I wish the leaders of the nation would spend as much time talking about and fighting over women as they have spent on the Amaila Falls project. It would be so refreshing to see one of the national political parties decide to take on the constant murder of women as a pet project for a change.

The number of women who have been murdered in the past few weeks would amount to an epidemic if it were a medical issue, but because it’s just women being murdered, it seems there is no need to panic. During the same time period the government fought tooth and nail to keep the Amaila Falls project alive, women were dying in the most atrocious ways.

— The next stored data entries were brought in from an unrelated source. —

PR #977, opened 2019-04-28
doc: extract project structure into its own file

janpio:
This file is extraxcted from cordova-cli via https://github.com/apache/cordova-cli/pull/428

Slight modifications already done, will have to checked if still up to date and probably restructured quite a bit.

Comments and suggestions welcome!

### DIFF
--- a/www/docs/en/dev/guide/overview/project-structure.md
+++ b/www/docs/en/dev/guide/overview/project-structure.md
@@ -19,40 +19,30 @@ license: >
 
 title: Project Structure of a Cordova Project
 toc_title: Project Structure
-description: 
+description:
 ---
 
 # Project Structure
 
-## CLI project directory structure
+## CLI's Default Directory Structure
 
-Cordova CLI works with the following directory structure:
+A project created with Cordova CLI comes with the follow directory structure by default:
 
-```
+```text
 myapp/
 |-- package.json
 |-- config.xml
-|-- hooks/
-|-- merges/
-| | |-- android/
-| | |-- windows/
-| | |-- ios/
 |-- node_modules/
 |-- www/
 |-- platforms/
-| |-- android/
-| |-- windows/
-| |-- ios/
 |-- plugins/
-  |--cordova-plugin-camera/
-  
 ```
-TODO resort properly
 
+TODO resort properly
 
 ### `package.json`
 
-TODO 
+TODO
 
 ### `config.xml`
 
@@ -65,7 +55,7 @@ Contains the project's web artifacts, such as .html, .css and .js files. As a co
 ### `node_modules/`
 
 TODO
-Dependencies inistalled via NPM. 
+Dependencies inistalled via NPM.
 Base for `platforms` and `plugins`
 
 ### `platforms/`
@@ -78,17 +68,17 @@ Contains all the source code and build scripts for the platforms that you add to
 
 Any added plugins will be extracted or copied into this directory.
 
-### `hooks/`
+### Version control
 
-This directory may contains scripts used to customize cordova-cli commands. Any scripts you add to these directories will be executed before and after the commands corresponding to the directory name. Useful for integrating your own build systems or integrating with version control systems.
+It is recommended not to check in `platforms/` and `plugins/` directories into version control as they are considered a build artifact. Your platforms and plugins will be saved in `package.json` automatically. These platforms/plugins will be downloaded when `cordova prepare` is invoked.
 
-Refer to [Hooks Guide] for more information.
+## Optional Directories
 
 ### `merges/`
 
 Platform-specific web assets (HTML, CSS and JavaScript files) are contained within appropriate subfolders in this directory. These are deployed during a `prepare` to the appropriate native directory.  Files placed under `merges/` will override matching files in the `www/` folder for the relevant platform. A quick example, assuming a project structure of:
 
-```
+```text
 merges/
 |-- ios/
 | -- app.js
@@ -99,7 +89,3 @@ www/
 ```
 
 After building the Android and iOS projects, the Android application will contain both `app.js` and `android.js`. However, the iOS application will only contain an `app.js`, and it will be the one from `merges/ios/app.js`, overriding the "common" `app.js` located inside `www/`.
-
-### Version control
-
-It is recommended not to check in `platforms/` and `plugins/` directories into version control as they are considered a build artifact. Your platforms and plugins will be saved in `package.json` automatically. These platforms/plugins will be downloaded when `cordova prepare` is invoked.
--- a/www/docs/en/dev/guide/overview/project-structure.md
+++ b/www/docs/en/dev/guide/overview/project-structure.md
@@ -17,9 +17,9 @@ license: >
     specific language governing permissions and limitations
     under the License.
 
-title: Architectural overview of Cordova platform
-toc_title: Overview
-description: Start here if you are new to Cordova. Includes installation and next steps.
+title: Project Structure of a Cordova Project
+toc_title: Project Structure
+description: 
 ---
 
 # Project Structure
--- a/www/docs/en/dev/guide/overview/project-structure.md
+++ b/www/docs/en/dev/guide/overview/project-structure.md
@@ -37,6 +37,7 @@ myapp/
 | | |-- android/
 | | |-- windows/
 | | |-- ios/
+|-- node_modules/
 |-- www/
 |-- platforms/
 | |-- android/
@@ -44,7 +45,10 @@ myapp/
 | |-- ios/
 |-- plugins/
   |--cordova-plugin-camera/
+  
 ```
+TODO resort properly
+
 
 ### `package.json`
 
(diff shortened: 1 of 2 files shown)


www/docs/en/dev/guide/overview/project-structure.md
```diff
@@ -0,0 +1,105 @@
...
+| -- android.js
+www/
+-- app.js
+```
+
+After building the Android and iOS projects, the Android application will contain both `app.js` and `android.js`. However, the iOS application will only contain an `app.js`, and it will be the one from `merges/ios/app.js`, overriding the "common" `app.js` located inside `www/`.
+
+### Version control
+
+It is recommended not to check in `platforms/` and `plugins/` directories into version control as they are considered a build artifact. Your platforms and plugins will be saved in config.xml & package.json automatically. These platforms/plugins will be downloaded when `cordova prepare` is invoked.
```
dpogue: This should say "Your platforms and plugins will be saved in package.json automatically."

We no longer save them into config.xml as of Cordova 9.

www/docs/en/dev/guide/overview/project-structure.md
```diff
@@ -0,0 +1,105 @@
...
+## CLI project directory structure
+
+Cordova CLI works with the following directory structure:
+
+```
+myapp/
+|-- package.json
+|-- config.xml
+|-- hooks/
+|-- merges/
```
dpogue: The merges folder is not created automatically anymore, and we kinda discourage its use (although it's still supported as far as I know).

Also, the example folders here are indented one level too far.

janpio: Is what is written below about `merges` still accurate though?
Will have to splti existing document into "created by default" and "also supported" somehow I guess.

www/docs/en/dev/guide/overview/project-structure.md
janpio: Yeah, exactly why I created this PR. This information being buried in the CLI referenc means it is ignored and I think most users never have seen it - but it could be so useful to understand what Cordova is actually doing and how it works.

I would love if you could add more comment on inaccuracies or missing information of this type here. Will try to work it all in.

www/docs/en/dev/guide/overview/project-structure.md
```diff
@@ -0,0 +1,105 @@
...
+
+## CLI project directory structure
+
+Cordova CLI works with the following directory structure:
+
+```
+myapp/
+|-- package.json
+|-- config.xml
+|-- hooks/
```
raphinesse: As with merges, usage of the `hooks` folder is deprecated.

janpio: Hooks are still supported via config files though, and then can be in random locations, right?

So this here should be removed, but maybe a new paragraph that links to the hooks documentation (that hopyfully exists).

dpogue: Yes. Hooks can live anywhere, and we want them explicitly listed in config.xml now instead of auto-detected through the hooks folder.

janpio: For later reference: https://cordova.apache.org/docs/en/9.x/guide/appdev/hooks/index.html is the docs about hooks

erisu: I applied changes so this can be re-reviewed.

www/docs/en/dev/guide/overview/project-structure.md
erisu: I applied changes so this can be re-reviewed.

I tried to reorg the structure so there is now the "default" and "optional" section.

www/docs/en/dev/guide/overview/project-structure.md
erisu: I applied changes so this can be re-reviewed.

www/docs/en/dev/guide/overview/project-structure.md
```diff
@@ -0,0 +1,100 @@
...
+
+TODO
+
+### `config.xml`
+
+Configures your application and allows you to customize the behavior of your project. See also [config.xml reference documentation][config.xml ref]
+
+### `www/`
+
+Contains the project's web artifacts, such as .html, .css and .js files. As a cordova application developer, most of your code and assets will go here. They will be copied on a `cordova prepare` to each platform's www directory. The www source directory is reproduced within each platform's subdirectory, appearing for example in `platforms/ios/www` or `platforms/android/assets/www`. Because the CLI constantly copies over files from the source www folder, you should only edit these files and not the ones located under the platforms subdirectories. If you use version control software, you should add this source www folder, along with the merges folder, to your version control system.
```
dpogue, line 51:
```suggestion
Contains the project's web artifacts, such as HTML, CSS, JavaScript, and other resource asset files.

As a Cordova application developer, most of your code and assets will go here. They will be copied on a `cordova prepare` to each platform's `www` directory. The `www` source directory is reproduced within each platform's subdirectory, appearing for example in `platforms/ios/www` or `platforms/android/assets/www`. Because the CLI constantly copies over files from the source `www` folder, you should only edit these files and not the ones located under the platforms subdirectories.

If you use a JavaScript build tool, you should set it to output your production distribution files to the `www` folder.
If you are developing code in the `www` folder directly, you should add this  folder to your version control system.
```

www/docs/en/dev/guide/overview/project-structure.md
```diff
@@ -0,0 +1,100 @@
...
+
+### `node_modules/`
+
+This directory contains all of the checked-out packages from the npmjs registry.
```
dpogue, line 55:
```suggestion
This directory contains all of the JavaScript dependency packages from the npm JavaScript registry for Cordova and its tools, along with any dependencies of your project (as specified in `package.json`).
```

www/docs/en/dev/guide/overview/project-structure.md
```diff
@@ -0,0 +1,100 @@
...
+### `platforms/`
+
+Contains all the source code and build scripts for the platforms that you add to your project.
+
+> **WARNING:** When using the CLI to build your application, you should not edit any files in the /platforms/ directory unless you know what you are doing, or if documentation specifies otherwise. The files in this directory are routinely overwritten when preparing applications for building, or when plugins are re-installed.
+
+### `plugins/`
+
+Any added plugins will be extracted or copied into this directory.
+
```
dpogue, line 76: Do we want the same warning here about not checking in the `/plugins` folder to version control?

www/docs/en/dev/guide/overview/project-structure.md
```diff
@@ -0,0 +1,100 @@
...
+├── node_modules/
+├── package.json
+├── platforms/
+└── plugins/
+└── www
+```
+
+### `package.json`
+
+TODO
```
dpogue, line 43:
```suggestion
A manifest declaring what JavaScript package dependencies are used by your project, including Cordova, the added platforms, and any added plugins. This is also where plugin variable values are stored.

Your project might already have a `package.json` file with its own dependencies, or one generated from a framework. Cordova will simply add what it needs to the `package.json` file without interfering with other tools or dependencies.
```

www/docs/en/dev/guide/overview/project-structure.md
```diff
@@ -0,0 +1,100 @@
...
+
+### `config.xml`
+
+Configures your application and allows you to customize the behavior of your project. See also [config.xml reference documentation][config.xml ref]
```
dpogue, line 47:
```suggestion
Contains the preferences and configuration options for your Cordova application and allows you to customize the behavior of your project.

See also [`config.xml` reference documentation][config.xml ref].
```

www/docs/en/dev/guide/overview/project-structure.md
```diff
@@ -0,0 +1,100 @@
...
+
+A project created with Cordova CLI comes with the follow directory structure by default:
+
+```text
+myapp/
+├── config.xml
+├── node_modules/
+├── package.json
+├── platforms/
+└── plugins/
```
dpogue, line 37:
```suggestion
├── plugins/
```

www/docs/en/dev/guide/overview/project-structure.md
erisu: Yeah, I think a warning should be added to not commit the plugins directory to version control.

www/docs/en/dev/guide/overview/project-structure.md
```diff
@@ -0,0 +1,109 @@
...
+
+### `platforms/`
+
+Contains all the source code and build scripts for the platforms that you add to your project.
+
+> **WARNING:** When using the CLI to build your application, you should not edit any files in the /platforms/ directory unless you know what you are doing, or if documentation specifies otherwise. The files in this directory are routinely overwritten when preparing applications for building, or when plugins are re-installed.
+
+### `plugins/`
+
+Any added plugins will be extracted or copied into this directory.
```
erisu, line 84:
```suggestion
The `plugins` directory is used as a staging area where installed plugins are copied before being applied to the `platforms` directory.

This directory should not be committed to version control.

If you've created custom, in-house or modified plugins and want to store them within the project, it's recommended **not** to store them in the `plugins` directory.
```

erisu (approved):

www/docs/en/dev/guide/overview/project-structure.md
```diff
@@ -0,0 +1,113 @@
...
+
+A manifest declaring what JavaScript package dependencies are used by your project, including Cordova, the added platforms, and any added plugins. This is also where plugin variable values are stored.
+
+Your project might already have a `package.json` file with its own dependencies, or one generated from a framework. Cordova will simply add what it needs to the `package.json` file without interfering with other tools or dependencies.
+
+### `config.xml`
+
+Contains the preferences and configuration options for your Cordova application and allows you to customize the behavior of your project.
+
+See also [`config.xml` reference documentation][config.xml ref].
```
dpogue, line 51: This link doesn't seem to have its target "config.xml ref" defined anywhere

dpogue (approved):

An August 25 opinion piece by Ricky Singh in the Jamaica Observer, titled, “Epidemic of Domestic Violence and Rape,” hit the nail on the head concerning this issue. It said, “Leaders and ministers of government are always issuing rhetorical denunciations and pledges to expedite action to deal more effectively with these vicious crimes. But, alas, there is yet to be any creative strategy, at a regional level, to counter the scourge of domestic violence against women and the rape of teenage and even younger children in their homes, on their way to or from school, or just anywhere the depraved among us choose to commit their dastardly crimes.”

20130831stellaViolence against women is an issue that must be engaged from deep inside the community and while it is noted that the government is going into the communities to address this problem from the root, women continue to die at an alarming rate. The government needs the help of the people to see any type of marked improvement.

However, as is very clear from the Trafficking In Persons (TIP) situation, the government tends to shy away from those who are making inroads into helping women. This is a sad situation that is based in insecurity rather than being based on what is best for the citizens. I have had numerous people over the years come to me to say they offered their professional assistance to government to address violence against women and the government either flat out rejected them or just gave them the brush off.

A good leader knows how to put ego aside and take the advice and help of others to make sure the people are being served in the best possible way. In other words, the government’s ego is not more important than the lives of the nation’s women.

I am not sure the current government leaders comprehend just how petty and juvenile they appear when they turn away the help of others when it is clear they are in over their heads. Even worse, to target those who are actually helping women, well that is just sheer madness.

It is as if they think no one else is watching their puerile behaviour–or they just do not care how they look to the nation and those watching from the international community. The brazenness of the Simona Broomes fiasco seems to imply the latter.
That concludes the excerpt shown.